Ende 1983 zeichnet das ZDF eine Folge der Serie „Kinder Kinder“ auf. Der Beitrag mit dem Titel „Von allen guten Vorbildern verlassen“ schildert die täglichen Probleme einer allein erziehenden Mutter von drei Söhnen in Frankfurt. Zwei ihrer Söhne, Ben (16) und Jockel (13), sind Skinheads. Gezeigt wird eine Skinheadparty in Bens Keller zu deren Gästen auch Kevin Russell gehört.

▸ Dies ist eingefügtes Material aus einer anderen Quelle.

Issue #404, opened 2020-05-03
Bug: Dependent Queries do not work with useQuery() 


MrLeebo:
### What do you want and why?

I want to be able to implement a [Dependent Query](https://github.com/tannerlinsley/react-query#dependent-queries) using blitz useQuery(), but the query key is internally managed

I want this because sometimes my params are state-dependent

```ts
const [profile, setProfile] = useState(null)

// I don't want this to run until a profile is selected
useQuery(getHistory, { userId: profile.id })
```

### Possible implementation(s)

Use a query key function and allow `params` to be a function, perhaps?

```ts
const [profile, setProfile] = useState(null)

// if profile is null, the query key function will throw, canceling the query
useQuery(getHistory, () => ({ userId: profile.id }))
```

Am 26.01.1984 strahlt das ZDF den Beitrag aus. Dieses Filmdokument mit einem Statement von Kevin ist das älteste noch erhaltene Filmmaterial, auf das wir hier im Onkelz Archiv zurückgreifen können. Wir haben uns dazu entschlossen, euch einen kleinen Teil des Films hier zu zeigen. Zum einen wird deutlich, wie Kevin 1984 über Nazis gedacht hat, zum anderen kommen noch andere Frankfurter Skinheads zu Wort. So entsteht ein einigermaßen objektiver Eindruck über die Zusammensetzung der frühen Skinhead Bewegung in Frankfurt am Main.

 

Kevin ist zu diesem Zeitpunkt auf dem Wege, zur Symbolfigur und Aushängeschild der deutschen Skinhead-Bewegung zu werden.

Doch trotz seines harten Auftretens, seiner schillernden Autorität innerhalb der engen Maschen der Glatzen, zeichnet sich die Tragödie bereits ab. Russell tritt in dieser Zeit äußerst gewalttätig auf und versucht seine eigene Unsicherheit hinter gnadenloser Gewalt und bedingungsloser Provokation zu verstecken. Er treibt den Alkoholkonsum auf die Spitze und Schlägereien finden täglich statt. Oftmals lässt er sich von seinen Hamburger Freunden (die ganz besonders weit rechts stehen und ganz besonders brutal in Erscheinung treten) mitreißen und schnell wird aus der anfänglich nicht zielgerichteten Gewalt ein glühender Hass gegen alles Fremde.

Man muss hier darauf hinweisen, dass Kevin zu diesem Zeitpunkt ein sehr leicht zu beeinflussender Mensch ist, dem es wesentlich an Selbstvertrauen und Einsicht mangelt und der der Meinung ist, dass andere Menschen an seinem zerstörten Familienhaus und an seinen persönlichen Problemen Schuld sind. Seinen Äußerungen und seinem Handeln mangelt es ebenfalls an jeglichem intellektuellem oder ideologischem Hintergrund und so reichen sie für eine Zuordnung in ein politisches Lager nicht aus. Ausländerfeindlich, brutal und gewalttätig ist er jedoch allemal, was ihm oft einen Streit mit den anderen Bandmitgliedern einbringt, die der Meinung sind, dass das Skinheadsein sich nicht auf Gewalt und Härte beschränken sollte. Seine Zerstörungswut drückt sich zunächst in seinen Schlägereien und seinen Tattoos aus, die er sich selber sticht und später auch in seinem Alkohol- und Drogenkonsum, die bald in Autoagression und Sucht umschlagen.